• [Dataset entries]:
PR #34, opened 2018-08-01
VLCMediaList: removeMediaAt (closes #182)

mkchoi212:
Reference https://code.videolan.org/videolan/VLCKit/issues/182

### DIFF
--- a/Headers/Public/VLCMediaList.h
+++ b/Headers/Public/VLCMediaList.h
@@ -104,12 +104,14 @@ extern NSString *const VLCMediaListItemDeleted;
 - (void)insertMedia:(VLCMedia *)media atIndex:(NSUInteger)index;
 
 /**
- * remove a media from a given position
+ * remove media at position index and return true if the operation was successful.
+ * An unsuccessful operation occurs when the index is greater than the medialists count
  *
  * \param index the index of the media to remove
+ * \return boolean result of the removal operation
  * \note this function silently fails if the list is read-only
  */
-- (void)removeMediaAtIndex:(NSUInteger)index;
+- (BOOL)removeMediaAtIndex:(NSUInteger)index;
 
 /**
  * retrieve a media from a given position
--- a/Headers/Public/VLCMediaList.h
+++ b/Headers/Public/VLCMediaList.h
@@ -123,9 +123,10 @@ extern NSString *const VLCMediaListItemDeleted;
  * retrieve the position of a media item
  *
  * \param media the media object to search for
- * \return the index position of the media in the list or -1 if not found
+ * \return The lowest index of the provided media in the list
+ * If media does not exist in the list, returns NSNotFound.
  */
-- (NSInteger)indexOfMedia:(VLCMedia *)media;
+- (NSUInteger)indexOfMedia:(VLCMedia *)media;
 
 /* Properties */
 /**
--- a/Sources/VLCMedia.m
+++ b/Sources/VLCMedia.m
@@ -300,6 +300,12 @@ static void HandleMediaParsedChanged(const libvlc_event_t * event, void * self)
     return p_md == [media libVLCMediaDescriptor] ? NSOrderedSame : NSOrderedAscending;
 }
 
+- (BOOL)isEqual:(id)other
+{
+    return ([other isKindOfClass: [VLCMedia class]] &&
+            [other libVLCMediaDescriptor] == p_md);
+}
+
 - (VLCTime *)length
 {
     if (!_length) {
--- a/Sources/VLCMediaList.m
+++ b/Sources/VLCMediaList.m
@@ -69,7 +69,8 @@ static void HandleMediaListItemDeleted( const libvlc_event_t * event, void * use
         id self = (__bridge id)(user_data);
         [[VLCEventManager sharedManager] callOnMainThreadObject:self
                                                      withMethod:@selector(mediaListItemRemoved:)
-                                           withArgumentAsObject:@(event->u.media_list_item_deleted.index)];
+                                           withArgumentAsObject:@[@{@"media": [VLCMedia mediaWithLibVLCMediaDescriptor:event->u.media_list_item_deleted.item],
+                                                                    @"index": @(event->u.media_list_item_deleted.index)}]];
     }
 }
 
@@ -163,17 +164,22 @@ static void HandleMediaListItemDeleted( const libvlc_event_t * event, void * use
     libvlc_media_list_insert_media(p_mlist, [media libVLCMediaDescriptor], (int)index);
 }
 
-- (void)removeMediaAtIndex:(NSUInteger)index
+- (BOOL)removeMediaAtIndex:(NSUInteger)index
 {
+    __block BOOL ok = YES;
+    
     dispatch_sync(_serialMediaObjectsQueue, ^{
-        if (index >= [_mediaObjects count])
+        // Remove from cached Media
+        if (index >= [_mediaObjects count]) {
+            ok = NO;
             return;
-        //remove from cached Media
+        }
         [_mediaObjects removeObjectAtIndex:index];
     });
 
-    // Remove it from libvlc's medialist
+    // Remove from libvlc's medialist
     libvlc_media_list_remove_index(p_mlist, (int)index);
+    return ok;
 }
 
 - (VLCMedia *)mediaAtIndex:(NSUInteger)index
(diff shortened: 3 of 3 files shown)


Sources/VLCMediaList.m
```diff
@@ -163,17 +164,18 @@ - (void)insertMedia:(VLCMedia *)media atIndex: (NSUInteger)index
     libvlc_media_list_insert_media(p_mlist, [media libVLCMediaDescriptor], (int)index);
 }
 
-- (void)removeMediaAtIndex:(NSUInteger)index
+- (VLCMedia *)removeMediaAtIndex:(NSUInteger)index
 {
+    VLCMedia *target = [_mediaObjects objectAtIndex:index];
```
mkchoi212: `objectAtIndex` checks if the provided index is in range

Headers/Public/VLCMediaList.h
```diff
@@ -104,12 +104,13 @@ extern NSString *const VLCMediaListItemDeleted;
...
- * remove a media from a given position
+ * remove and return a media from a given position
  *
- * \param index the index of the media to remove
+ * \param index the index of the media to remove. index must be a valid index of the array.
+ * \return media at the given index
  * \note this function silently fails if the list is read-only
  */
-- (void)removeMediaAtIndex:(NSUInteger)index;
+- (VLCMedia *)removeMediaAtIndex:(NSUInteger)index;
```
mkchoi212: Replicates Swift STL's `func remove(at: Int) -> T `

Sources/VLCMediaList.m
```diff
@@ -217,11 +217,6 @@ - (void)insertObject:(VLCMedia *)object inMediaAtIndex:(NSUInteger)i
     [self insertMedia:object atIndex:i];
 }
 
-- (void)removeObjectFromMediaAtIndex:(NSUInteger)i
```
mkchoi212, line 219: Seems like it's not being used anywhere

Sources/VLCMediaList.m
fkuehne: This will lead to an out-of-bounds exception and early application termination by the runtime if the index is not in range. Please add sanity checks.

Headers/Public/VLCMediaList.h
fkuehne: I don't understand why you want to return a VLCMedia instance that is gone from the list.

Sources/VLCMediaList.m
fkuehne: Correct.

Sources/VLCMediaList.m
```diff
@@ -315,14 +311,17 @@ - (void)mediaListItemAdded:(NSArray *)arrayOfArgs
...
+    
     dispatch_sync(_serialMediaObjectsQueue, ^{
-        [_mediaObjects removeObjectAtIndex:[index intValue]];
+        if ([_mediaObjects containsObject:deleted]) {
+            [_mediaObjects removeObject:deleted];
+        }
     });
-    [self didChange:NSKeyValueChangeRemoval valuesAtIndexes:[NSIndexSet indexSetWithIndex:[index intValue]] forKey:@"media"];
-
+
```
fkuehne: Why do you remove support for key-value coding here?

Sources/VLCMediaList.m
```diff
@@ -163,17 +164,18 @@ - (void)insertMedia:(VLCMedia *)media atIndex: (NSUInteger)index
...
-- (void)removeMediaAtIndex:(NSUInteger)index
+- (VLCMedia *)removeMediaAtIndex:(NSUInteger)index
 {
+    VLCMedia *target = [_mediaObjects objectAtIndex:index];
+    
     dispatch_sync(_serialMediaObjectsQueue, ^{
-        if (index >= [_mediaObjects count])
-            return;
-        //remove from cached Media
+        // Remove from cached Media
```
fkuehne: hmm, why do you remove the sanity check here? This is not a fail-safe operation.

Sources/VLCMediaList.m
mkchoi212: I personally think this is the desirable behavior for the end user. I had a hard time debugging things when `removeMediaAtIndex` function wasn't critically failing even when an invalid index was passed to it.

Headers/Public/VLCMediaList.h
mkchoi212: Swift STL's `remove(at:)` behaves the same way and if the function doesn't returns `void`, how do I easily tell if a media had been deleted or not? A way to do is to raise NSRangeException, which leads to the use of `indexOf` without sanity checks in the function. Sorry if I'm not making sense 😅

Sources/VLCMediaList.m
mkchoi212: Ah I forgot to ask you about this. I personally didn't know you could do this until I saw the code for it. So, is this a feature that is used by users when they already have Notifications and delegates they can check?

Sources/VLCMediaList.m
fkuehne: No, the library shouldn't crash due to a potentially inconsistent state.

Headers/Public/VLCMediaList.h
fkuehne: Considering BOOL as a return value to expose the successful deletion. This matches typical AppKit behavior.

Sources/VLCMediaList.m
fkuehne: This is a used feature throughout multiple places of VLCKit, notably VLCMedia and VLCMediaPlayer. Especially the VLC-iOS app uses it.

Headers/Public/VLCMediaList.h
```diff
@@ -104,12 +104,13 @@ extern NSString *const VLCMediaListItemDeleted;
 - (void)insertMedia:(VLCMedia *)media atIndex:(NSUInteger)index;
 
 /**
- * remove a media from a given position
+ * remove and return the boolean result of the operation
```
carolanitz: remove media at position index and return true if the operation was successful. An unsuccessful operation occurs when the index is greater than the medialists count

Sources/VLCMedia.m
```diff
@@ -300,6 +300,12 @@ - (NSComparisonResult)compare:(VLCMedia *)media
     return p_md == [media libVLCMediaDescriptor] ? NSOrderedSame : NSOrderedAscending;
 }
 
+- (BOOL)isEqual:(id)other
+{
+    return ([other isKindOfClass: [VLCMedia class]] &&
+            [other libVLCMediaDescriptor] == p_md);
```
carolanitz, line 306: 👍

Sources/VLCMediaList.m
```diff
@@ -185,10 +191,9 @@ - (VLCMedia *)mediaAtIndex:(NSUInteger)index
     return media;
 }
 
-- (NSInteger)indexOfMedia:(VLCMedia *)media
+- (NSUInteger)indexOfMedia:(VLCMedia *)media
 {
-    NSInteger result = libvlc_media_list_index_of_item(p_mlist, [media libVLCMediaDescriptor]);
-    return result;
+    return [_mediaObjects indexOfObject:media];
```
carolanitz, line 196: Do all these changes to indexOfMedia and removeMediaAtIndex work with discovered media in a network as well? Being in a WLAN with a NAS or twonky server for example should be enough to test these changes

Sources/VLCMediaList.m
```diff
@@ -315,14 +315,19 @@ - (void)mediaListItemAdded:(NSArray *)arrayOfArgs
     [self didChange:NSKeyValueChangeInsertion valuesAtIndexes:[NSIndexSet indexSetWithIndexesInRange:range] forKey:@"media"];
 }
 
-- (void)mediaListItemRemoved:(NSNumber *)index
+- (void)mediaListItemRemoved:(NSArray *)arguments
 {
+    NSNumber *index = arguments[0][@"index"];
+    VLCMedia *deleted = arguments[0][@"media"];
```
carolanitz: can you use .first or firstobject instead of [0]?

Headers/Public/VLCMediaList.h
mkchoi212: Well said 👍

Sources/VLCMediaList.m
mkchoi212: I think so. There is no reason why it shouldn't. And not really sure how to test

> Being in a WLAN with a NAS or twonky server 

😅

carolanitz: you can try it for 30 days :) https://twonky.com/

carolanitz: and then you set it up build vlc ios with the custom vlckit and just check as it discovers files that all files  are discovered and that it doesn't crash somewhere unexpected and when you delete one out of the discovered folder that it all works as expected

mkchoi212: Just confirmed it still works and found [a bug](https://code.videolan.org/videolan/vlc-ios/issues/283) while at it :D

carolanitz (approved):
looks really good!

carolanitz:
this was merged with 005bcd708664a6671ad74a4f82ca447b1a8383df & 759bad2a90b3a5c77e89403f49a3a69e617d1572 & 0735d2b17c49099a9ffedc15e25eedf10a35a8c4 & 64130802fa4f4a7e1e5e5025005ac0dc4e665c36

• [WHAT IS NEEDED]: Lines in the data that include the word "feature" should all be copied.

• [REPLY]:
mkchoi212: Ah I forgot to ask you about this. I personally didn't know you could do this until I saw the code for it. So, is this a feature that is used by users when they already have Notifications and delegates they can check?
fkuehne: This is a used feature throughout multiple places of VLCKit, notably VLCMedia and VLCMediaPlayer. Especially the VLC-iOS app uses it.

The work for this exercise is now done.